Sem morte não existiram religiões, estas vivem da dificuldade dos seres humanos em líder com o fim da vida, daí que uma boa parte dos rituais das igrejas e, em particular, da Igreja Católica se centrem na morte. Em qualquer celebração católica a morte é o tema central do princípio ao fim, ainda que sempre transformada em vida graças à ressurreição.
O batismo é a garantia de entrada no céu em caso de morte, a extrema unção é uma espécie de batismo ao contrário, uma guia de marcha. As igrejas estão cheias de idosos receosos da forma como o criador vai fazer as contas. A morte é o grande enigma da vida e alimenta todos os medos que nos conduzem à crença da ressurreição, da vida para além da morte. Não admira que vejamos alguns políticos já acabados a serem cada vez mais fundamentalistas, diria mesmo extremistas religiosos, sempre que a política se cruza com a religião.
Não admira que com o debate da eutanásia se volte a sentir no ar um ambiente de guerra santa, as mesmas almas bondosas que há uns anos eram especialistas em apoiar jovens grávidas que recusavam o aborto, são agora voluntariosas almas bondosas apostadas em proporcionar mortes felizes.

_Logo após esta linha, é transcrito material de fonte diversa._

PR #956, opened 2019-07-08
Adds support for parentAccount property

hhhjort:
This lets a PBS host have a "parent Account" to track the entity they do business with when `publisher.id` may be too granular.

### DIFF
--- a/endpoints/openrtb2/amp_auction.go
+++ b/endpoints/openrtb2/amp_auction.go
@@ -148,8 +148,17 @@ func (deps *endpointDeps) AmpAuction(w http.ResponseWriter, r *http.Request, _ h
 	} else {
 		labels.CookieFlag = pbsmetrics.CookieFlagYes
 	}
-	if req.Site != nil && req.Site.Publisher != nil && req.Site.Publisher.ID != "" {
-		labels.PubID = req.Site.Publisher.ID
+	if req.Site != nil && req.Site.Publisher != nil {
+		if req.Site.Publisher.ID != "" {
+			labels.PubID = req.Site.Publisher.ID
+		}
+		var pubExt openrtb_ext.ExtPublisher
+		if req.Site.Ext != nil {
+			err := json.Unmarshal(req.Site.Ext, &pubExt)
+			if err == nil && pubExt.ParentAccount != nil {
+				labels.PubID = *pubExt.ParentAccount
+			}
+		}
 	}
 
 	response, err := deps.ex.HoldAuction(ctx, req, usersyncs, labels, &deps.categories)
--- a/endpoints/openrtb2/amp_auction.go
+++ b/endpoints/openrtb2/amp_auction.go
@@ -148,18 +148,7 @@ func (deps *endpointDeps) AmpAuction(w http.ResponseWriter, r *http.Request, _ h
 	} else {
 		labels.CookieFlag = pbsmetrics.CookieFlagYes
 	}
-	if req.Site != nil && req.Site.Publisher != nil {
-		if req.Site.Publisher.ID != "" {
-			labels.PubID = req.Site.Publisher.ID
-		}
-		var pubExt openrtb_ext.ExtPublisher
-		if req.Site.Ext != nil {
-			err := json.Unmarshal(req.Site.Ext, &pubExt)
-			if err == nil && pubExt.ParentAccount != nil {
-				labels.PubID = *pubExt.ParentAccount
-			}
-		}
-	}
+	labels.PubID = effectivePubID(req.Site.Publisher)
 
 	response, err := deps.ex.HoldAuction(ctx, req, usersyncs, labels, &deps.categories)
 	ao.AuctionResponse = response
--- a/endpoints/openrtb2/auction.go
+++ b/endpoints/openrtb2/auction.go
@@ -1184,17 +1184,10 @@ func effectivePubID(pub *openrtb.Publisher) string {
 			err := json.Unmarshal(pub.Ext, &pubExt)
 			if err == nil && pubExt.ParentAccount != nil && *pubExt.ParentAccount != "" {
 				return *pubExt.ParentAccount
-			} else {
-				if pub.ID != "" {
-					return pub.ID
-				} else {
-					return pbsmetrics.PublisherUnknown
-				}
 			}
-		} else {
-			if pub.ID != "" {
-				return pub.ID
-			}
+		}
+		if pub.ID != "" {
+			return pub.ID
 		}
 	}
 	return pbsmetrics.PublisherUnknown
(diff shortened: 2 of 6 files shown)


endpoints/openrtb2/amp_auction.go
```diff
@@ -148,8 +148,17 @@ func (deps *endpointDeps) AmpAuction(w http.ResponseWriter, r *http.Request, _ h
...
+		if req.Site.Publisher.ID != "" {
+			labels.PubID = req.Site.Publisher.ID
+		}
+		var pubExt openrtb_ext.ExtPublisher
+		if req.Site.Ext != nil {
+			err := json.Unmarshal(req.Site.Ext, &pubExt)
+			if err == nil && pubExt.ParentAccount != nil {
+				labels.PubID = *pubExt.ParentAccount
+			}
+		}
```
josephveach: It seems that in almost every changed file in this request, the ordering of checks can be changed in order to make the code more efficient.  For example, in the above  code, we go to the trouble of checking req.Site.Publisher and req.Site.Publisher.ID and assigning labels.PubID only to reassign it later if req.Site.Ext can be unmarshalled to successfully obtain ParentAccount.  It would be more efficient to first try to get PubID from req.Site.Ext and look at req.Site.Publisher only if necessary.

It's not clear to me whether we want to not use req.Site.Ext in the case that req.Site.Publisher is nil.  I would guess that's not the case  (i.e., if req.Site.Publisher is nil and we can get PubID from req.Site.Ext, I expect we want to get it), though that is what the code currently does.  If I'm wrong, that would slightly alter my above comment.

endpoints/openrtb2/auction.go
```diff
@@ -127,8 +127,17 @@ func (deps *endpointDeps) Auction(w http.ResponseWriter, r *http.Request, _ http
...
+			if req.App.Publisher.ID != "" {
+				labels.PubID = req.App.Publisher.ID
+			}
+			var pubExt openrtb_ext.ExtPublisher
+			if req.App.Ext != nil {
+				err := json.Unmarshal(req.App.Ext, &pubExt)
+				if err == nil && pubExt.ParentAccount != nil {
+					labels.PubID = *pubExt.ParentAccount
+				}
+			}
```
josephveach: In the above, if we can get PubID from req.App.Ext, we don't need to examine req.App.Publisher or anything beneath it at all.

As above, one thing not clear to me is whether it is intentional that req.App.Publisher not be nil before choosing to examine req.App.Ext.  As written, even if req.App.Ext can produce a value for PubID, it would not do so unless req.App.Publisher is non-nil.  My comment in the preceding paragraph assumes we would want to assign PubID from req.App.Ext even if req.App.Publisher is nil.

endpoints/openrtb2/auction.go
```diff
@@ -137,8 +146,17 @@ func (deps *endpointDeps) Auction(w http.ResponseWriter, r *http.Request, _ http
...
+			if req.Site.Publisher.ID != "" {
+				labels.PubID = req.Site.Publisher.ID
+			}
+			var pubExt openrtb_ext.ExtPublisher
+			if req.Site.Ext != nil {
+				err := json.Unmarshal(req.Site.Ext, &pubExt)
+				if err == nil && pubExt.ParentAccount != nil {
+					labels.PubID = *pubExt.ParentAccount
+				}
+			}
```
josephveach: Approximately the same comments here as above for lines 130-140.

endpoints/openrtb2/video_auction.go
```diff
@@ -190,8 +190,17 @@ func (deps *endpointDeps) VideoAuctionEndpoint(w http.ResponseWriter, r *http.Re
...
+			if bidReq.App.Publisher.ID != "" {
+				labels.PubID = bidReq.App.Publisher.ID
+			}
+			var pubExt openrtb_ext.ExtPublisher
+			if bidReq.App.Ext != nil {
+				err := json.Unmarshal(bidReq.App.Ext, &pubExt)
+				if err == nil && pubExt.ParentAccount != nil {
+					labels.PubID = *pubExt.ParentAccount
+				}
+			}
```
josephveach: Same comment here as for both snippets in auction.go.

endpoints/openrtb2/video_auction.go
```diff
@@ -200,8 +209,17 @@ func (deps *endpointDeps) VideoAuctionEndpoint(w http.ResponseWriter, r *http.Re
...
+			if bidReq.Site.Publisher.ID != "" {
+				labels.PubID = bidReq.Site.Publisher.ID
+			}
+			var pubExt openrtb_ext.ExtPublisher
+			if bidReq.Site.Ext != nil {
+				err := json.Unmarshal(bidReq.Site.Ext, &pubExt)
+				if err == nil && pubExt.ParentAccount != nil {
+					labels.PubID = *pubExt.ParentAccount
+				}
+			}
```
josephveach: Again, same comment as for lines 193-203 and for auction.go.

exchange/utils.go
```diff
@@ -46,13 +46,25 @@ func cleanOpenRTBRequests(ctx context.Context,
...
+			if bidReq.App != nil && bidReq.App.Publisher != nil && publisherID == "" {
 				publisherID = bidReq.App.Publisher.ID
-			} else {
-				publisherID = ""
+				if bidReq.App.Ext != nil {
+					err := json.Unmarshal(bidReq.App.Ext, &pubExt)
+					if err == nil && pubExt.ParentAccount != nil {
+						publisherID = *pubExt.ParentAccount
+					}
+				}
```
josephveach: Similar comment here as to those for similar changes above.

endpoints/openrtb2/amp_auction.go
hhhjort: Oh, you caught a bug. It should be `req.Site.Publisher.Ext`. I am a little up in the air if grabbing `PubID` from `pubExt` first and then checking if we need to try `Publisher.ID` will save anything. It saves an assignment from one variable to another, but adds a check that will always be needed (Did we successfully populate from `pubExt`?). I suppose we could duplicate the code to appear on both `else` branches of the decision tree to avoid the check.

endpoints/openrtb2/auction.go
```diff
@@ -1179,3 +1175,31 @@ func fatalError(errL []error) bool {
...
+				return pub.ID
+			} else {
+				return pbsmetrics.PublisherUnknown
+			}
+		}
+	} else {
+		return pbsmetrics.PublisherUnknown
+	}
+
+}
```
josephveach: Couldn't this be:

```
func effectivePubID(pub *openrtb.Publisher) string {
        if pub != nil {
                if pub.Ext != nil {
                        var pubExt openrtb_ext.ExtPublisher
                        err := json.Unmarshal(pub.Ext, &pubExt)
                        if err == nil && pubExt.ParentAccount != nil && *pubExt.ParentAccount != "" {
                                return *pubExt.ParentAccount
                        }
                }
                if pub.ID != "" {
                        return pub.ID
                }
        }
        return pbsmetrics.PublisherUnknown
}

```

hhhjort: You are correct. :)

bretg:
For the record, these are optionally utilized by adapters:

- {site,app}.publisher.ext.id.parentaccount represents the holding company. e.g. microsoft
- {site,app}.publisher.id would be the lower level company. e.g. xbox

No meio de tanta morte que poderia ser evitada e que sucede devido a falhas que resultam de fatores humanos, estas almas voluntariosas e infinitamente bondosas estão apostadas em que algumas dezenas de cidadãos que querem que os deixem morrer em paz sejam forçados contra a sua vontade a manterem-se vivos em sofrimento, mas em paz com Deus graças à ajuda de algumas pastilhas e do carinho destas almas boas.
Mais uma vez o debate está inquinado porque alguns querem que as suas convicções tenham forma de lei penal e que aquilo que consideram pecado merca penas por homicídio. Porque não refletem sobre como se morre em Portugal? Porque não aplicam a sua imensa bondade, por exemplo, às mulheres que são vítimas de violência doméstica e a quem muitas vezes recomendam paciência, porque a família deve estar acima de quaisquer valores? Porque não se batem contra a pena de morte? Porque não sugerem ao Papa que peça desculpa à humanidade pelos muitos milhões de vítimas do fundamentalismo religioso que vigorou até à segunda guerra mundial? Porque não se batem contra a pena de morte?